Exercise directions: Restate the following entries exactly, including every line.

[Collected data]
Issue #18576, opened 2016-12-24
[DEV] Core: Monster sparring


Killyana:
[//]: # (***************************************************************)
[//]: # (** DON'T DELETE THIS TEMPLATE ELSE YOUR ISSUE WILL BE CLOSED **)
[//]: # (***************************************************************)

**Description:** Initial support for monster sparring was implemented here https://github.com/TrinityCore/TrinityCore/pull/17673

Only melee attack are working now, spells still deal damage, Also some mechanism like deal damage only until health% is not implemented.

Old issue: https://github.com/TrinityCore/TrinityCore/issues/13258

Answer section:
Issue #18576, opened 2016-12-24
[DEV] Core: Monster sparring


Killyana:
[//]: # (***************************************************************)
[//]: # (** DON'T DELETE THIS TEMPLATE ELSE YOUR ISSUE WILL BE CLOSED **)
[//]: # (***************************************************************)

**Description:** Initial support for monster sparring was implemented here https://github.com/TrinityCore/TrinityCore/pull/17673

Only melee attack are working now, spells still deal damage, Also some mechanism like deal damage only until health% is not implemented.

Old issue: https://github.com/TrinityCore/TrinityCore/issues/13258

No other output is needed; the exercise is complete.